Alcide, que sa découverte des choses de l’amour avec Éthanoïque avaient rendu relativement difficile à dégoûter, sauta sur la chose avec appétit mais sans renier toute prudence : méfiant car il craignait la vengeance de la famille de Linos, il imposa à la créature un mot de passe qu’elle devait prononcer à la porte de sa chambre après avoir nuitamment frappé : Alcide criait :
- Oυκ έλαβoν πόλιν
Et elle devait répondre
- αλλα γαρ ελπις εφη κακα **
À la suite de quoi il lui ouvrait et se jetait sur elle comme un bousier sur sa proie.
Or donc, tous les soirs, une soeur différente se présentait avec le mot de passe et notre crétin, n’y voyant que du feu, finit par les engrosser toutes à la grande joie d’Hesthios.

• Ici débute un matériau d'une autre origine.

Issue #13935, opened 2014-03-18
Throw same exception when extension init fails


kodemaniak:
imported from https://www.assembla.com/spaces/akka/tickets/3935

When a configured journal plugin is missing from the classpath, the following exception is thrown:

11:23:37.614 [kiarchive-akka.actor.default-dispatcher-19] ERROR akka.actor.OneForOneStrategy - actor name [snapshot-store] is not unique!
akka.actor.ActorInitializationException: exception during creation
        at akka.actor.ActorInitializationException$.apply(Actor.scala:164) ~[com.typesafe.akka.akka-actor_2.10-2.3.0.jar:na]
        at akka.actor.ActorCell.create(ActorCell.scala:596) ~[com.typesafe.akka.akka-actor_2.10-2.3.0.jar:na]
        at akka.actor.ActorCell.invokeAll$1(ActorCell.scala:456) ~[com.typesafe.akka.akka-actor_2.10-2.3.0.jar:na]
        at akka.actor.ActorCell.systemInvoke(ActorCell.scala:478) ~[com.typesafe.akka.akka-actor_2.10-2.3.0.jar:na]
        at akka.dispatch.Mailbox.processAllSystemMessages(Mailbox.scala:263) ~[com.typesafe.akka.akka-actor_2.10-2.3.0.jar:na]
        at akka.dispatch.Mailbox.run(Mailbox.scala:219) ~[com.typesafe.akka.akka-actor_2.10-2.3.0.jar:na]
        at java.util.concurrent.ThreadPoolExecutor.runWorker(ThreadPoolExecutor.java:1110) ~[na:1.7.0_09-icedtea]
        at java.util.concurrent.ThreadPoolExecutor$Worker.run(ThreadPoolExecutor.java:603) ~[na:1.7.0_09-icedtea]
        at java.lang.Thread.run(Thread.java:722) ~[na:1.7.0_09-icedtea]
Caused by: akka.actor.InvalidActorNameException: actor name [snapshot-store] is not unique!
        at akka.actor.dungeon.ChildrenContainer$NormalChildrenContainer.reserve(ChildrenContainer.scala:130) ~[com.typesafe.akka.akka-actor_2.10-2.3.0.jar:na]
        at akka.actor.dungeon.Children$class.reserveChild(Children.scala:77) ~[com.typesafe.akka.akka-actor_2.10-2.3.0.jar:na]
[...]

PR #17400, opened 2015-05-06
=act #13935 Throw same exception when extension init fails

patriknw:
- The problem is that when an extension partly fails the next
  attempt will typically generate another failure, such as
  "actor name [snapshot-store] is not unique"
- We have seen this problem for both persistence and cluster
  extensions
- Extensions are now only given one chance to initialize and
  thereafter fail fast with same exception as the the first failure


patriknw:
Refs #13935

drewhk:
LGTM

patriknw:
failure was unrelated (known issue)

ktoso:
LGTM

Quelque temps après, Alcide (qui avait retrouvé quelques forces), croisa le chemin d’une délégation du roi Erchinos venue réclamer au roi Créon, un voisin de Tirynthe, sa redevance annuelle. Toujours aussi primesautier, notre délicieux garnement tombe sur le dos des envoyés d’Erchinos, et après les avoir roué de coups, les renvoie chez eux avec nez et oreilles enfilés autour du cou en guise de collier. Erchinos, un peu mécontent, attaque Tirynthe et ramasse une belle tripotée mais Amphitryon est envoyé ad patres au cours des combats, exit le Phiphi à sa Mémène. Créon reconnaissant donne pour épouse à Alcide sa fille Mégare. Et c’est tout pour aujourd’hui...

- Ben et alors ? Quand c’est-y qu’il arrive Héraclès ?
- Patience, comme disait Kipling « ceci est une autre histoire » , que je vous dévoilerai pitêt dans le prochain épisode, finement intitulé : « Héraclès : ad augusta per pugilat ».
*Pour les non latinistes, allusion à une phrase célèbre de Cicéron « Puer, abige muscas... », enfant, chasse les mouches...
** Vieille plaisanterie éculée de potache helléniste : cette phrase de Xénophon : «Oυκ έλαβoν πόλιν αλλα γαρ ελπις εφη κακα , ils ne prirent pas la ville, car l'espérance est cause de mauvais effets » peut être transcrite phonétiquement : Ouk elabone poline ala gar elpis efè kaka et donc pour la plus grande joie des collégiens : Où qu'est la bonne Pauline ? A la gare, elle pisse et fait caca.